A couple of years ago, I had a student who HATED my online class.  He couldn't find course materials.  He didn't understand the schedule of assignments. He'd email me repeatedly for clarification, and grew increasingly hostile when my explanations didn't make things any clearer for him.  In his eyes I was just a bad, bad teacher with a mess of a Blackboard shell. And I just couldn't figure out how to help him, as I'd made my class as simple and as straightforward as I could. How could he not understand what was so clear to me? I could find everything necessary for the class.  It was all there. Why couldn't he figure it out?
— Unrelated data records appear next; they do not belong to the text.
Issue #746, opened 2024-07-09
spike: Investigate runtime and file queueing


CollectiveUnicorn:
### Describe what should be investigated or refactored
The following issues are aimed at creating queueing solutions to deal with high amounts of traffic: https://github.com/defenseunicorns/leapfrogai/issues/482 https://github.com/defenseunicorns/leapfrogai/issues/626 when performing various tasks. Investigate potential solutions and architectural changes. Document your findings in an ADR.

PR #749, opened 2024-07-09
spike: Investigate runtime and file queueing

CollectiveUnicorn:
- Adds an ADR to determine how we should go about handling performance bottlenecks, in addition to what tools we should use if any for queuing.
- Closes: https://github.com/defenseunicorns/leapfrogai/issues/746


adr/0006-queueing-high-traffic.md
```diff
@@ -0,0 +1,40 @@
...
+  - [References](#references)
+
+## Status
+
+PROPOSED
+
+## Context
+
+LeapfrogAI has to be able to handle a large volume of inference, file upload, and embeddings requests. To ensure that we can handle this level of activity without significant performance degradation we need to have systems in place to prevent the system from being overwhelmed or blocked by a large volume or a single long running task. 
+
```
alekst23, line 22:
```suggestion
Adding a Queue management component can help us create a more efficient request management system to deal with high request volumes of long-running tasks. However, it introduces a significant level of complexity to the system, and we must weight the options carefully.

### Benefits of Queue system for request processing:
- Allows the Gateway to respond even when the back-end is very busy
- Prevents request from being dropped or timing out
- Allows resuming failed requests
- Allows to throttle message processing rate
```

CollectiveUnicorn: This is good, though needs to be weigh instead of weight

barronstone:
The rationale makes sense to me at a high level: Take a lightweight approach for now and take the more complex path later if necessary.

gphorvath (approved):

gphorvath:
This makes sense as `Proposed`. We need to make sure to revisit as we begin implementing.

gphorvath (approved):

PR #777, opened 2023-09-20
Pass file secrets to "podman build" via parameter "--secret"

wiehe:
Dear maintainers!

At the moment podman-compose always passes file secrets to podman as a `--volume` option, both when starting containers and when building images.
I propose that file secrets for building are instead passed as a `--secret` option. This would make them available for
`RUN --mount=type=secret…` instructions and would improve compatibility with docker-compose.

### Example

```
# Dockerfile
FROM busybox
RUN --mount=type=secret,required=true,id=my_secret,target=/root/my_secret \
		echo "The secret is: "; cat /root/my_secret
```
To build directly from this Dockerfile one has to supply the secret like this: 
`podman build --secret=id=my_secret,src=./my_secret .`

```
# docker-compose.yaml
services:
  my-service:
    build:
      context: .
      secrets:
        - my_secret

secrets:
  my_secret:
    file: ./my_secret
```

Building from the docker-compose.yaml with `podman-compose build my-service`  should produce the same results as the `podman build …` command above.

Yours sincerely
wiehe

### DIFF
--- a/podman_compose.py
+++ b/podman_compose.py
@@ -527,7 +527,11 @@ async def get_mount_args(compose, cnt, volume):
     return ["--mount", args]
 
 
-def get_secret_args(compose, cnt, secret):
+def get_secret_args(compose, cnt, secret, podman_is_building=False):
+    """
+    podman_is_building: True if we are preparing arguments for an invocation of "podman build"
+                        False if we are preparing for something else like "podman run"
+    """
     secret_name = secret if is_str(secret) else secret.get("source", None)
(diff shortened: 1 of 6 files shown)


p12tic (changes requested):
The PR looks good.

Please rebase on top of latest `main` branch and add unit tests (see pytest/ directory for examples).

wiehe:
Hi, thanks for considering my pull request! I have rebased it onto `main` and ported the test script from `pytest` to `unittest`.

p12tic (approved):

One thing I repeat again and again in my critical thinking class is that "different brains work differently."  This is usually in the context of discussing how people see the world from different angles depending on their background and experiences, but it is equally appropriate when discussing online education.  I try to make my classes as clear and organized as I can, and they make perfect sense to me. But then I take online classes from other teachers and I get frustrated and confused.  Objectively, I know that their classes are designed in a way that makes perfect sense to them and that they have taken as much care with the design as I do with mine.  But my brain works differently.  As did the brain of my frustrated student. As do the brains of all our students.

 Of course this can also be an issue in F2F classes, but for whatever reason, I find the problem magnified in the online setting. Perhaps it is the lack of metacommunication.  Or maybe the missing component is the opportunity to ask and answer questions on the fly. Certainly online classes can be isolating, leading to a sense that you are the only one struggling with the material, that you are on your own.  I don't have an answer.  But I am certainly now much more aware of the potential disconnect between what I upload and what students experience on the other side of the screen.